EXERCISE PROMPT ::
What is needed is an exact copy of the entries below, from the line that contains "is already in" through the final line, both included, and nothing else.

DATASET EXCERPTS ::
PR #815, opened 2024-05-16
Add verignore for fte

Sigmanificient:
The version of fte is not `20110708` but `0.50.2`, however there is a confusion which the sourceforge archive that has the upload date. The version can be found within the common archive, inside the `NEWS` file:

```
$ cat NEWS
Revision history
-----------------------------------------------------------------------
0.50.2b6 -- <fill month here> 2011
  + Allow \r at the end-of-line when looking for the end-of-heredoc in
    Perl hilighting mode to make it easier to read files created on windows
    and transfered to unix incorrectly.
  + Add ShowTildeFilesInDirList global config option to allow hiding
    of *~ in the directory list (most of the time, I don't want this)
    default is true.
  ! Allow open-brace on same line as function name in shell mode
  + Added permission flags to the directory listings on unix to show rwx
    at a glance - makes it easier to debug certain issues, know if you
    can write to the file, etc.
  ! Compilation fixes for Windows compilers
  + Allow JAVA colorizer to be used for javascript files (.js)
  - Ongoing conversion of return codes to return consistently
    1 for success or 0 for failure
  ! Colorizing man pages again (using MAN_KEEP_FORMATTING)
  + adding 2nd FD for WaitFdPipeEvent() so used in con_linux.cpp

0.50.2b5 -- March 2010
  + Allowed -m flag to take lower-cased version of mode names
  ! .t files are perl test files, added.
...
```

### DIFF
--- a/900.version-fixes/f.yaml
+++ b/900.version-fixes/f.yaml
@@ -324,6 +324,7 @@
 - { name: fstrcmp,                     verpat: "[0-9]+\\.[0-9]+\\.D[0-9]+",                any_is_patch: true }
 - { name: fstrcmp,                     verpat: "[0-9]+\\.[0-9]+\\.[0-9]+",                 incorrect: true }
 - { name: fswebcam,                    vergt: "20140113",            ruleset: sisyphus,    snapshot: true } # https://www.sanslogic.co.uk/fswebcam/
+- { name: fte,                         verpat: "[0-9]{8}",                                 altscheme: true } # sourceforge publish date
 - { name: ftgl,                        ver: "2.1.3",                 ruleset: [gobolinux,mageia,openmandriva,pclinuxos,pld], incorrect: true } # it's 2.1.3-rc5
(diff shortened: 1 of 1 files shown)


AMDmi3:
According to this changelog, 0.50.2 is not valid either.

Sigmanificient:
it is `0.50.2b6`?

AMDmi3:
I think it should remain 20110708 as least ambiguous.

Sigmanificient:
Most repository seems to follow the `0.50.2` approach, even `0.50.2b6-20110708`: https://repology.org/project/fte/versions
However they are all marked as outdated due to the 2 repositories that used `20110708`

AMDmi3:
In fact that's 2x`20110708` vs 2x`0.50.2` vs 1x`0.50.2b6` as counters on the page say because for instance all debian derivs are a single family. `0.50.2b6-20110708` is made up.

We can mark dates as altscheme so we'll have both `20110708` and `0.50.2` as latest.

Sigmanificient:
> We can mark dates as altscheme so we'll have both `20110708` and `0.50.2` as latest.

That would be nice!

AMDmi3:
There's problem in rule syntax.

PR #816, opened 2024-05-21
Use common name for Sherlock Project

ppfeister:
The common and recognized name for Sherlock is either Sherlock or Sherlock project.
This PR should just fix the prior ambiguity split's name of sherlock-social-osint.

### DIFF
--- a/850.split-ambiguities/s.yaml
+++ b/850.split-ambiguities/s.yaml
@@ -152,7 +152,7 @@
 - { name: shed, addflag: unclassified }
 
 - { name: sherlock, wwwpart: open-music-kontrollers, setname: lv2:sherlock }
-- { name: sherlock, wwwpart: sherlock-project, setname: sherlock-social-osint }
+- { name: sherlock, wwwpart: sherlock-project, setname: sherlock-project }
 - { name: sherlock, wwwpart: sergius02, setname: sherlock-ip-info }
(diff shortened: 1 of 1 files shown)


AMDmi3:
`project` suffix for a project is a tautology and does not help to resolve ambiguity.

ppfeister:
Hey Dmitry

That was a quick reply

I agree with you, but not necessarily in this situation. If `project` was an arbitrary suffix, then yes, it's absolutely pointless. However, when it's part of the actual name, it increases specificity and actually helps.

As an example, the foundation called Free Software Foundation doesn't lose the last word of the name, becoming simply Free Software, due to the word's use as a description elsewhere. It's a proper noun rather than an adjective in this case.

ppfeister:
As an alternative...

`sherlock-project` is already in use on a handful of packages due to name parity requirements and such (i.e. Fedora's required parity with PyPI). It stems from the name of the project's linked org. Another name was considered, however, for when `sherlock` was unavailable - `sherlock-search`.

This has yet to be used anywhere else, though, which makes it pretty equally poor, but it is an option that exists

AMDmi3:
These suffixes are used for disambiguation within repology and have nothing to do with upstream alternative naming choices. `project` is useless and `search` is still less specific than the current one.

PR #826, opened 2024-06-30
Split satellite

Luflosi:
I'm not 100% sure if I used `wwwpart` correctly. Is there some way to test the rules locally?

Do the new names seem reasonable?


Luflosi:
Done.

EXERCISE SOLUTION ::
`sherlock-project` is already in use on a handful of packages due to name parity requirements and such (i.e. Fedora's required parity with PyPI). It stems from the name of the project's linked org. Another name was considered, however, for when `sherlock` was unavailable - `sherlock-search`.

This has yet to be used anywhere else, though, which makes it pretty equally poor, but it is an option that exists

AMDmi3:
These suffixes are used for disambiguation within repology and have nothing to do with upstream alternative naming choices. `project` is useless and `search` is still less specific than the current one.

PR #826, opened 2024-06-30
Split satellite

Luflosi:
I'm not 100% sure if I used `wwwpart` correctly. Is there some way to test the rules locally?

Do the new names seem reasonable?


Luflosi:
Done.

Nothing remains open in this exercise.